Segment Start: Information supplied

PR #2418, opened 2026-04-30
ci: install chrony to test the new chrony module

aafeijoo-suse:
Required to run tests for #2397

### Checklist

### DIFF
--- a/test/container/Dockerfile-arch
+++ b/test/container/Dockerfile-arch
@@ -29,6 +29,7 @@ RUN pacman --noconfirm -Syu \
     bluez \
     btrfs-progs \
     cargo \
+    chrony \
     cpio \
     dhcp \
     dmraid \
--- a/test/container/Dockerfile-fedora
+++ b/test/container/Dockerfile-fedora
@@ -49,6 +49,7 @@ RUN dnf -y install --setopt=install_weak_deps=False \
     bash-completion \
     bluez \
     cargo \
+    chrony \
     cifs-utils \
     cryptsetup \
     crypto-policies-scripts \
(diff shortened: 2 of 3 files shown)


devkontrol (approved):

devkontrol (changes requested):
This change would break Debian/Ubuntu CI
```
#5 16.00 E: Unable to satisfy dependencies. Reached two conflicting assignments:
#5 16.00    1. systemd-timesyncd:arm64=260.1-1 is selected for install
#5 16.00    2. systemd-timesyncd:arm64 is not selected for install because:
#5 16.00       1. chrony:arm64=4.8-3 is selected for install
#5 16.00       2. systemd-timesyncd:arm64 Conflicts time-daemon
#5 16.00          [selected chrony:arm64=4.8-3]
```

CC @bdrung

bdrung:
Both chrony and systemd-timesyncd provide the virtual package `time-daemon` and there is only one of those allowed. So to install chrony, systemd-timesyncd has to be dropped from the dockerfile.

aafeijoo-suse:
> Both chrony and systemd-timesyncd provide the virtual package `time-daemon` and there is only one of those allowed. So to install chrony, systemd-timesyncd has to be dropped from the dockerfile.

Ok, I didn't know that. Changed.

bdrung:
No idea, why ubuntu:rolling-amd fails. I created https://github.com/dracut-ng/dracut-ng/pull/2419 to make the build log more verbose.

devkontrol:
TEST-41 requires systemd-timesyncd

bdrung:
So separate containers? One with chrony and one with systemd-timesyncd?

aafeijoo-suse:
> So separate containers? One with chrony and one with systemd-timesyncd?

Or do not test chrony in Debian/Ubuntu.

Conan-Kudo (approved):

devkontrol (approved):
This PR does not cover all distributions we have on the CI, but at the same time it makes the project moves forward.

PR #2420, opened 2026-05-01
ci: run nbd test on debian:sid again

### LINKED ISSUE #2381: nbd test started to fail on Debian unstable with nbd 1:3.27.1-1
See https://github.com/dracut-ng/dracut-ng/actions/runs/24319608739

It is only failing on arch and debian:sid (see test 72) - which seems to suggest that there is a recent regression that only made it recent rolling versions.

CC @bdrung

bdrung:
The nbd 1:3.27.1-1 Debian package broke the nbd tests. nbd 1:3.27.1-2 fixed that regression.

Segment End: Information supplied

Review the material and copy each line in which the word "that" appears.

→ Exercise solution:
Ok, I didn't know that. Changed.
It is only failing on arch and debian:sid (see test 72) - which seems to suggest that there is a recent regression that only made it recent rolling versions.
The nbd 1:3.27.1-1 Debian package broke the nbd tests. nbd 1:3.27.1-2 fixed that regression.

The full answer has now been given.